Although their results were quite similar to those of Scholtz and Richter (1995), they supported the monoplyletic Astacidea. Later, additional molecular data were used to analyze the phylogenetic relationships within Decapoda, such as the combination of 16S, 18S, and 28S rRNA genes with the histone H3 nuclear genes in the studies of Porter et al. (2005) and Bracken et al.
(2009), the combination of PEPCK with the NaK nuclear protein-coding genes in the study of Tsang et al. (2008), the combination of four rRNA genes (12S, 16S, 18S, 28S), two nuclear protein-coding genes for H3 and EF-2, with one nuclear gene (EPRS) in the study of Toon et al.
(2009). However, all of these studies produced different topologies from the known ones, and finally several different combinations of higher level relationships were suggested within Reptantia (Fig. 1.3).
Fig. 1.3: Hypotheses of phylogenetic relationships among Decapoda lineages based on molecular data.

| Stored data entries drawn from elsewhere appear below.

PR #2496, opened 2026-07-27
feat(extstore): Add support for Nexus task handling

jmaeagle99:
## What was changed

- Add external storage support to Nexus task handling.
- Disable payload limit check for Nexus task completions but only warn for Nexus task failures. Parity with server and core-based SDKs.

## Why?

Round out the support for external storage for all task handlers.

## Checklist

1. Closes 

2. How was this tested:  Integration tests

### DIFF
--- a/CHANGELOG.md
+++ b/CHANGELOG.md
@@ -20,7 +20,6 @@ to docs, or any other relevant information.
 
 ## [Unreleased]
 - Add support for Workflow Updates as Nexus Operations 
-- Add support for external storage to Nexus task handling
 
 ### Changed
 
@@ -41,6 +40,8 @@ to docs, or any other relevant information.
 - Added `worker.Options.PreferredVersionProvider`, which can select the version recorded by a
   newly encountered `workflow.GetVersion` call. This supports gradual rollout of a new
   `GetVersion` call before activating its new behavior.
+
+- Add support for external storage to Nexus task handling.
 
 ### Fixed
 
--- a/CHANGELOG.md
+++ b/CHANGELOG.md
@@ -20,6 +20,7 @@ to docs, or any other relevant information.
 
 ## [Unreleased]
 - Add support for Workflow Updates as Nexus Operations 
+- Add support for external storage to Nexus task handling
 
 ### Changed
 
--- a/internal/internal_nexus_task_poller.go
+++ b/internal/internal_nexus_task_poller.go
@@ -15,16 +15,16 @@ import (
 
 type nexusTaskPoller struct {
 	basePoller
-	namespace       string
-	taskQueueName   string
-	identity        string
-	service         workflowservice.WorkflowServiceClient
-	taskHandler     *nexusTaskHandler
-	logger          log.Logger
-	numPollerMetric *numPollerMetric
-
+	namespace              string
+	taskQueueName          string
+	identity               string
+	service                workflowservice.WorkflowServiceClient
+	taskHandler            *nexusTaskHandler
+	logger                 log.Logger
+	numPollerMetric        *numPollerMetric
 	inboundPayloadVisitor  PayloadVisitor
 	outboundPayloadVisitor PayloadVisitor
+	backgroundContext      context.Context
 }
 
 type nexusTask struct {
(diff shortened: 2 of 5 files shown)


CHANGELOG.md
```diff
@@ -20,6 +20,7 @@ to docs, or any other relevant information.
 
 ## [Unreleased]
 - Add support for Workflow Updates as Nexus Operations 
+- Add support for external storage to Nexus task handling
```
yuandrew: Can we add this to the `### Added section`? Added a fix for the one already in the CHANGELOG, but it's still waiting on review, https://github.com/temporalio/sdk-go/pull/2490

internal/internal_nexus_task_poller.go
```diff
@@ -140,6 +146,14 @@ func (ntp *nexusTaskPoller) ProcessTask(task interface{}) error {
 		return err
 	}
 
+	// Retrieve any operation input payloads that were offloaded to external storage
+	// before the handler consumes them. A Nexus task carries at most one input and
+	// one result payload, so payload visits are unconcurrent (the configurable
+	// visit concurrency is scoped to workflow tasks).
+	if visitErr := visitProtoPayloads(context.Background(), ntp.inboundPayloadVisitor, response, 0); visitErr != nil {
```
yuandrew: Instead of using `context.Background()`, I think we need to create a task-lifecycle context before retrieval, handler execution, outbound storage, and reporting. Otherwise a blocked storage driver can out-live cancellation or shutdown. 

same for the uses of context.Background() below

internal/internal_nexus_task_poller.go
```diff
@@ -203,6 +217,17 @@ func (ntp *nexusTaskPoller) ProcessTask(task interface{}) error {
 		return err
 	}
 
+	// Offload any large result or failure payloads to external storage before reporting.
+	if res != nil {
+		if visitErr := visitProtoPayloads(context.Background(), ntp.outboundPayloadVisitor, res, 0); visitErr != nil {
```
yuandrew: Can you help me understand when we call visitProtoPayloads with `extstore.WithStorageTarget`? Looks like sometimes we do and sometimes we don't. 

Looks like we use `context.Background()` primarily in activity client, nexus client, nexus poller, and then `retrievingHistoryIterator.GetNextPage()`, and `WorkflowReplayer.replayWorkflowHistoryRoot`

test/external_storage_nexus_test.go
```diff
@@ -0,0 +1,221 @@
...
+	return res, err
+}
+
+func extStoreNexusBigResultCaller(ctx workflow.Context, endpoint string) (string, error) {
+	c := workflow.NewNexusClient(endpoint, extStoreNexusServiceName)
+	var res string
+	err := c.ExecuteOperation(ctx, extStoreNexusBigResultOp, "small", workflow.NexusOperationOptions{
+		ScheduleToCloseTimeout: 20 * time.Second,
+	}).Get(ctx, &res)
+	return res, err
```
yuandrew: Codex is saying this can mistake a workflow completion retry for a Nexus task retry. And recommends instead to validate the large Nexus result, but return something small

internal/internal_nexus_task_poller.go
jmaeagle99: The target is not strictly necessary for external storage. It just helps the driver _attempt_ to store data in a way that allows for lifecycle management, but it is a suggestion at best. That being said, we should be providing target information for every external store operation as best as possible.

There are a few gaps that should be updated (in a separate PR):
- worker-side activity heartbeat (should store in workflow or activity target depending on if its a workflow activity or standalone activity)
- client-side activity heartbeat (should store in workflow or activity target depending on the available information, fallback to workflow target with minimal information)
- gRPC message too large (should store in workflow target)

The Nexus calls _should_ have a target, but we don't have a good sense of what information should be provided to them. Ideally, it's contextual information about the consumer of the payload, but that is complicated because Nexus hides a lot of that information (intentionally). So we've deferred on that for now.

Logged issue at https://github.com/temporalio/sdk-go/issues/2502

yuandrew (approved):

(A) Ahyong and O’Meally (2004); (B) Porter et al. (2005); (C) Tsang et al. (2008); (D) Toon et al. (2009);
(E) Bracken et al. (2009).
The previous research on molecular data suggests that the resolution of the systematics of decapods based on a small amount of molecular data is an impossible task. Among these studies, a few agreements can be obtained regarding high level relationships, such as Dendrobranchiata representing a basal lineage within Decapoda. Most questions are still open or more complicated,
14 such as whether polychelids should be removed from Palinura, whether Meiura is the most recently derived lineage within Reptantia, the possibility that relationships exist between three shrimp-like groups. With regard to the low level relationships, the monophylytic Thalassinida is in dispute, and the interrelationships of most decapod taxa are still unclear. Therefore, more comprehensive molecular data are needed for the study of decapod phylogenetic relationships.